**Excerpted data**
PR #5279, opened 2022-05-20
tainting: Pass taint findings to the match hook

IagoAbal:
This will at least facilitate debugging taint findings in DeepSemgrep.

Helps PA-1310

Also, fixed a couple of typos in the changelog.

test plan:
make test

PR checklist:

- [x] Changelog is up-to-date

### DIFF
--- a/CHANGELOG.md
+++ b/CHANGELOG.md
@@ -16,7 +16,7 @@ This project adheres to [Semantic Versioning](http://semver.org/spec/v2.0.0.html
   safe data, this was not recognized by the taint engine. Also, if `taint(x)`
   occurred inside e.g. an `if` block, any occurrence of `x` outside that block
   was not considered tainted. Now, if you specify that the code variable itself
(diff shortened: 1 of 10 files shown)


aryx (approved):
no test plan? :)

IagoAbal:
> no test plan? :)

Ooops, I did not imagine this would break any test. It's quite weird actually. I did test it with `make` alone...

IagoAbal:
So it seems that `Pattern_match.equal` doesn't use `AST_utils` because `Metavariable.equal_mvalue` is automatically derived by `@@deriving`. I fixed this locally for now, but I think we may need a custom `Metavariable.equal_mvalue`?

_Update:_ Actually we have this custom `equal_mvalue`... we have two, one for structural equality and another for referential equality, under a different submodule each. Maybe we could make `equal_mvalue` default to `Structural.equal_mvalue`? Same for `equal_bindings`.

PR #5287, opened 2022-05-23
Pretty SCA Results

mmcqd:
This PR adds nice CLI output for SCA findings.

Now if semgrep output contains SCA findings, they are sorted into Reachable, Unreachable, and First-Party (the non-SCA findings), and displayed like this:

Screen Shot 2022-05-23 at 10 24 58 AM

An SCA summary is available at the top of the results.

If there are no SCA rules, or no SCA findings, output is unchanged. So `Findings` only becomes `First-Party Findings`, if there are SCA findings.

This also updates semgrep output for SCA findings to include the full path to the lockfile where dependency matches were found, and not just the name of the lockfile.

PR checklist:

- [x] Changelog is up-to-date


semgrep/tests/e2e/snapshots/test_dependency_aware_rules/test_dependency_aware_rules/rulesdependency_awareruby-sca.yaml-dependency_awaresca.rb/results.json
```diff
@@ -30,7 +30,7 @@
               "resolved_url": null,
               "version": "1.21.0"
             },
-            "lockfile": "Gemfile.lock"
+            "lockfile": "targets/dependency_aware/Gemfile.lock"
```
brendongo, line 33: Did you intend to change the path of the lockfile in the json output here @mmcqd

mmcqd: I did. Should have included it in the PR description, my bad. Updating it

semgrep/semgrep/formatter/text.py
```diff
@@ -396,12 +406,16 @@ def format(
...
-            rule_matches,
-            extra.get("color_output", False),
-            extra["per_finding_max_lines_limit"],
-            extra["per_line_max_chars_limit"],
-        )
+        reachable = []
+        unreachable = []
+        first_party = []
+        for match in rule_matches:
+            if "dependency_match_only" not in match.extra:
```
brendongo, line 414: Is this a safe check?

Either way we should add an e2e test for this new output

mmcqd: How could it be unsafe? Every `rule_match` has an `extra` field. Will definitely add an e2e test though

semgrep/semgrep/formatter/text.py
```diff
@@ -413,8 +427,60 @@ def format(
...
-        return "\nFindings:\n" + matches_output
+        if (reachable or unreachable) and first_party:
+            first_party_output = self._build_text_output(
+                first_party,
+                extra.get("color_output", False),
+                extra["per_finding_max_lines_limit"],
+                extra["per_line_max_chars_limit"],
+            )
+            findings_output.append(
+                "\nFirst-Party Findings:\n" + "\n".join(first_party_output)
```
brendongo, line 470: I'm not fully sold on "First-Party Findings" Does just "Findings" cause confusion?

mmcqd: I thought it seemed slightly weird since "Findings" sounds like it ought to include _all_ findings to me. But I don't feel very strongly, happy to change it back

brendongo: I don't feel strongly either. Let's keep for now and see if it needs changing later

brendongo (approved):
Just needs a test for SCA rule output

**Task statement**
Check each line of the data above for the word "weird" and copy the ones where it is found.

**Task answer**
Ooops, I did not imagine this would break any test. It's quite weird actually. I did test it with `make` alone...
mmcqd: I thought it seemed slightly weird since "Findings" sounds like it ought to include _all_ findings to me. But I don't feel very strongly, happy to change it back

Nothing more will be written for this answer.